Отсюда — последнее значимое для нас здесь соображение Левинаса: след устанавливает связь с другим как прошедшим и необратимым. Необратимым — и неизгладимым: «…след — это сама нестираемость бытия» (187). Напрямую в искусство, литературу, на страницу или на холст перенести бытие невозможно. На письме, в словесности травматические следы прошедшего — это условные знаки будущего, вехи понимания для воображаемого адресата, слушателя, читателя, того, кто решит (решится) быть воспринимающим, принять следы как послание свидетеля, обращенное к нему.
К поэтике свидетельства
Автобиографическая, неминуемо автобиографирующая любое письмо поэтика Перека — это, как уже говорилось, поэтика синдрома или криптограммы, а не отражения, изображения или самовыражения. Невысказанное и несказуемое здесь в корне меняет функцию, выступая означающим, а не означаемым. Так — на правах метафоры — фигурирует уже упоминавшееся отсутствующее «е» в романе «Исчезание»: на его отсутствии читатель спотыкается при каждом слове, вынужденный невротически вспоминать о наличии этого отсутствующего, так что утрата становится заглавной темой романа, движет его сюжетом, проходит сквозным мотивом на микроуровне мельчайшей лексической единицы и разворачивается как способ письма, вместе с тем предопределяя восприятие читателя. Так из области внелитературного утрата входит в событийный план текста, а далее становится самим повествованием, механизмом его движения — механизмом связи между смысловыми единицами текста и, вместе с тем, механизмом постоянного, активного взаимодействия воображаемого автора с воображаемым читателем.
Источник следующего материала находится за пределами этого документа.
PR #1437, opened 2026-05-21
feat: network presets

gmega:
Fixes https://github.com/logos-co/logos-storage-module/issues/31

This PR introduces network presets -- named sets of bootstrap nodes -- that define different Logos storage networks. By default, the node will currently bootstrap onto the Logos devnet (`logos.dev`).

Users maintain the option of overriding preset bootstrap nodes by manually specifying `--bootstrap-nodes`.

### DIFF
--- a/storage/conf.nim
+++ b/storage/conf.nim
@@ -415,6 +415,13 @@ proc parseCmdArg*(T: type Duration, val: string): T =
     quit QuitFailure
   dur
 
+proc parseCmdArg*(T: type NetworkPreset, p: string): NetworkPreset =
+  let res = NetworkPresets.find(p)
+  if res.isErr:
+    fatal "Cannot parse the network preset.", error = res.error(), input = p
+    quit QuitFailure
+  return res.get()
+
 proc readValue*(r: var TomlReader, val: var SignedPeerRecord) =
   without uri =? r.readValue(string).catch, err:
     error "invalid SignedPeerRecord configuration value", error = err.msg
@@ -478,6 +485,17 @@ proc readValue*(
     except CatchableError as err:
       raise newException(SerializationError, err.msg)
 
+proc readValue*(
+    r: var TomlReader, val: var NetworkPreset
+) {.raises: [SerializationError, IOError].} =
+  let
+    str = r.readValue(string)
+    preset = NetworkPresets.find(str)
+  if preset.isErr():
+    raise newException(SerializationError, preset.error())
+
+  val = preset.get()
+
 # no idea why confutils needs this:
 proc completeCmdArg*(T: type NBytes, val: string): seq[string] =
   discard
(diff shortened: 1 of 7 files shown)


storage/conf.nim
```diff
@@ -179,11 +181,18 @@ type
     bootstrapNodes* {.
       desc:
         "Specifies one or more bootstrap nodes to use when " &
-        "connecting to the network",
+        "connecting to the network. When specified, overrides " &
+        "the network preset option.",
       abbr: "b",
       name: "bootstrap-node"
     .}: seq[SignedPeerRecord]
```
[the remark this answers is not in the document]
gmega: I think this doesn't need to be addressed.

storage/presets.nim
```diff
@@ -0,0 +1,106 @@
...
+
+func `$`*(preset: NetworkPreset): string =
+  "[" & preset.name & "]: " & preset.description
+
+func `$`*[N](presets: array[N, NetworkPreset]): string =
+  result = ""
+  for preset in presets:
+    result &= $preset & "; "
+
+proc parse*(T: type SignedPeerRecord, p: string): Result[SignedPeerRecord, string] =
```
2-towns, line 39: Not sure why you moved here

storage/presets.nim
```diff
@@ -0,0 +1,106 @@
...
+    let e = getCurrentException()
+    return err(e.msg)
+
+proc `bootstrapNodes`*(self: NetworkPreset): seq[SignedPeerRecord] =
+  for record in self.unparsedRecords:
+    # Having an invalid SPR in a hardcoded config is a bug, a+
+    # it should crash the node.
+    result.add(parse(SignedPeerRecord, record).tryGet())
+
+const NetworkPresets* = [
```
2-towns, line 55: We could have a map as well I suppose so the find would be easier

storage/storage.nim
```diff
@@ -216,6 +216,15 @@ proc new*(
     error "Failed to initialize discovery datastore",
       path = providersPath, err = discoveryStoreRes.error.msg
 
+  let bootstrapNodes =
+    if config.bootstrapNodes.len > 0:
+      warn "Overriding network preset using custom bootstrap nodes",
```
2-towns: `warn` seems a bit too much, I would use `info`

2-towns (approved):
LGTM

storage/storage.nim
gmega: Yeah I guess the here I was trying to convey here is like "you should probably not be doing this", which is true in most cases. But OK I'll use info.

storage/presets.nim
gmega: The set of presets is small and you do a single lookup so it didn't seem worth the trouble.

storage/presets.nim
gmega: I need to parse those in the presets, and I had three options:

1. leave them in `conf.nim`, but then end up with a circular import;
2. move it to a separate module and then import it both under `conf.nim` and `presets.nim`; that looked like overkill;
3. just move it here, which is what I ended up deciding to do.

gmega: I suppose I could've also duplicated the logic here, but that didn't even cross my mind :slightly_smiling_face:

2-towns: Make sense :+1:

Такова одна из функциональных разновидностей памяти в прозе Перека. Сам он говорил о нескольких типах «работы памяти» писателя, отсылающих его к иным, более отдаленным или внешним для текста слоям опыта: фиксация окружающей повседневности; поиск собственной истории; выстраивание воображаемого прошлого. Но наряду с ними он выделял еще один вид памяти, «область, скажем так, „зашифровывания“, целиком шифрованной записи — это нотация элементов воспоминания в вымышленном рассказе, допустим, в романе „Жизнь: способ употребления“, но целиком для внутреннего пользования»[38]. Тут следует иметь в виду, что французское «crypter» («шифровать») и его производные соотносятся с «crypte» («склеп, гробница»), то есть, несут значение «погребать», «хранить/хоронить». «Внутреннее» же в данном случае можно понять как отсылку к движению самого повествования, а не к доили внесловесному материалу: это не память текста о мире, а память, ставшая текстом.